‘Podcast’ is New Oxford American Dictionary’s Word of the Year
Blogs, RSS and and now Podcasts hitting mainstream or at least the dictionary. It’s certainly an interesting time in the world of media.
Read the entire article on podcasts or if you’d like to know what the wonderful world of Wikipedia has to say about it click here.

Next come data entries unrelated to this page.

PR #324, opened 2026-06-05
Fix XPath normalize-space function

tompng:
It should return normalized string of the first node, just like other functions such as `string()` and `number()`

```ruby
doc = Nokogiri::XML.parse(<<~XML)
  <a><b>breakfast     boosts\t\t
  
  concentration   </b><c>
  Coffee beans
  aroma
  </c><d>        Dessert
  \t\t    after    dinner</d></a>
XML
doc.xpath("normalize-space(//text())")
#=> "breakfast boosts concentration"
```

This bug is a blocker of implementing delayed nodeset ordering.
```ruby
def match(path_stack, node)
  nodeset = [XPathNode.new(node, position: 1)]
  result = expr(path_stack, nodeset)
  case result
  when Array # nodeset ← HERE, normalize-space function returned array of string
    unnode(result).uniq # Changing to sort(result) failed
  else
    [result]
  end
end
```

### DIFF
--- a/lib/rexml/functions.rb
+++ b/lib/rexml/functions.rb
@@ -262,13 +262,8 @@ module REXML
       string(string).length
     end
 
-    def Functions::normalize_space( string=nil )
-      string = string(@@context[:node]) if string.nil?
-      if string.kind_of? Array
-        string.collect{|x| x.to_s.strip.gsub(/\s+/um, ' ') if x}
-      else
-        string.to_s.strip.gsub(/\s+/um, ' ')
-      end
+    def Functions::normalize_space( object=@@context[:node] )
+      string(object).strip.gsub(/\s+/um, ' ')
     end
 
     # This is entirely Mike Stok's beast
--- a/test/functions/test_base.rb
+++ b/test/functions/test_base.rb
@@ -242,13 +242,18 @@ Coffee beans
 </c><d>        Dessert
  \t\t    after    dinner</d></a>
       XML
-      normalized_texts = REXML::XPath.each(REXML::Document.new(source), "normalize-space(//text())").to_a
-      assert_equal([
-                     "breakfast boosts concentration",
-                     "Coffee beans aroma",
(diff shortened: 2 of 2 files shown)


test/functions/test_base.rb
```diff
@@ -242,13 +242,12 @@ def test_normalize_space_strings
...
  \t\t    after    dinner</d></a>
       XML
-      normalized_texts = REXML::XPath.each(REXML::Document.new(source), "normalize-space(//text())").to_a
-      assert_equal([
-                     "breakfast boosts concentration",
-                     "Coffee beans aroma",
-                     "Dessert after dinner",
-                   ],
-                   normalized_texts)
+      normalized_text = REXML::XPath.each(REXML::Document.new(source), "normalize-space(//text())").to_a
```
naitoh: normalized_text has not been tested.

lib/rexml/functions.rb
```diff
@@ -263,12 +263,7 @@ def Functions::string_length( string )
     end
 
     def Functions::normalize_space( string=nil )
```
naitoh: If it is called without any arguments, as in `normalize-space()`, this causes a problem.

* master
```
require "nokogiri"
require "rexml"

xml = <<-XML
        <root>
          <item>  apple  </item>
          <item>  orange  </item>
          <item>  banana  </item>
        </root>
      XML
puts Nokogiri::XML.parse(xml).xpath("//item/text()[normalize-space()='orange']")
#=> "  orange  "
puts REXML::XPath.first(doc, "//item/text()[normalize-space()='orange']")
#=> "  orange  "
```
* this PR

```
puts REXML::XPath.first(doc, "//item/text()[normalize-space()='orange']")
#=> ""
```

tompng: Nice catch! Fixed and test added.

naitoh (approved):
Thanks!

PR #325, opened 2026-06-05
Eliminate XPathNode

tompng:
XPathNode requires :position, but in most case, this :position is not used at all, and just doing useless packing/unpacking.

Extracted from #315


naitoh (approved):
I think it’s much easier to read now.
Thank you!

PR #326, opened 2026-06-05
Primitive value should't be wrapped in an array

tompng:
Similar to #324
Values should be nodeset(Array) or primitive, not `[primitive]`

Also removes these workarounds related to primitive wrapped in array
```ruby
# Workaround to handle single primitive value wrapped in an array
result = result[0] if result.kind_of? Array and result.length == 1

# Workaround to handle multiple primitive values wrapped in an array
# Arrays are always nodeset, so `if result.size > 0` is enough
if result.size > 0 and result.inject(false) {|k,s| s or k}
```

It works even wrapping with an array, but leaving it will be a blocker of implementing delayed nodeset ordering.

### DIFF
--- a/lib/rexml/xpath_parser.rb
+++ b/lib/rexml/xpath_parser.rb
@@ -313,7 +313,7 @@ module REXML
           end
         when :variable
           var_name = path_stack.shift
-          return [@variables[var_name]]
+          return @variables[var_name]
 
         when :eq, :neq, :lt, :lteq, :gt, :gteq
           left = expr( path_stack.shift, nodeset.dup, context )
--- a/lib/rexml/xpath_parser.rb
+++ b/lib/rexml/xpath_parser.rb
@@ -533,16 +533,13 @@ module REXML
           subcontext[:position] = position
           result = expr(expression.dclone, [node], subcontext)
           trace(:predicate_evaluate, expression, node, subcontext, result) if @debug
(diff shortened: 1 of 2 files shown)


lib/rexml/xpath_parser.rb
```diff
@@ -313,7 +313,7 @@ def expr( path_stack, nodeset, context=nil )
           end
         when :variable
           var_name = path_stack.shift
-          return [@variables[var_name]]
+          return @variables[var_name]
```
tompng, line 316: Returning `nil` may cause unintentional behavior. However, it was returning `[nil]` before, and it may also cause problem, so basically nothing has changed.

In XPath 1.0, only `string | number | boolean | nodeset` are allowed.
In Nokogiri, using undefined variable will raise `Undefined variable: $foo (Nokogiri::XML::XPath::SyntaxError)`.
In JavaScript's `document.execute`, all variables are bound to empty string.

Ideally, REXML should validate variables somewhere, and need to decide how to handle undefined variables: fallback or raise. Although changing/deciding this may be out of scope of this pull request.

Ref: https://www.w3.org/TR/1999/REC-xpath-19991116/#section-Basics
> A VariableReference evaluates to the value to which the variable name is bound in the set of variable bindings in the context. It is an error if the variable name is not bound to any value in the set of variable bindings in the expression context.

naitoh (approved):
Thanks!

PR #327, opened 2026-06-05
Remove unused xpath function text() and processing-instruction()

tompng:
Related to #326
Functions must return nodeset or a primitive value. Functions::text() returning an array of string is a bug to be fixed. Although, `text()` in xpath is resolved as `[:child, :text]`, it's not a function, so Functions::text is unused.

Also removes `Functions::processing_instruction`. These are node-test, not functions.

### DIFF
--- a/lib/rexml/functions.rb
+++ b/lib/rexml/functions.rb
@@ -419,10 +419,6 @@ module REXML
       end
     end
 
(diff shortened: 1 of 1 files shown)


naitoh (approved):
Thank you!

Regardless of who defines it, know that Podcasts are excellent marketing and communication tools.
Runners-up for the 2005 Word of the Year include:
• bird flu (an often fatal flu virus of birds, esp. poultry, that is transmissible from them to humans, in whom it may also prove fatal)
• ICE (an entry stored in one’s cellular phone that provides emergency contact information)
• IDP (internally displaced person; someone forced to relocate within a country because of a natural disaster or civil unrest)
• IED (improvised explosive device, such as a car bomb)
• lifehack (a more efficient or effective way of completing an everyday task: “I found a great lifehack for getting a cheap hotel room.”)
• persistent vegetative state (a condition in which a patient recovering from a coma retains reflex responses and may appear wakeful, but has no cognitive functions or other evidence of cerebral cortical activity)
• reggaeton (a Latin American dance music which combines elements of reggae music with hip-hop and rap.)
• rootkit (software installed on a computer by someone other than the owner, intended to conceal other programs or processes, files or system data.)
• squick (cause immediate and thorough revulsion: “was anyone else squicked by our waiter’s piercings?”)
• sudoku (a logic-based puzzle consisting of squares that form grids within a grid. Into each smaller grid, the numerals 1 through 9 are entered but not repeated, and they may not be repeated in any row or column of the larger grid.)
• trans fat (fat containing trans-fatty acids, considered unhealthier than other dietary fats.)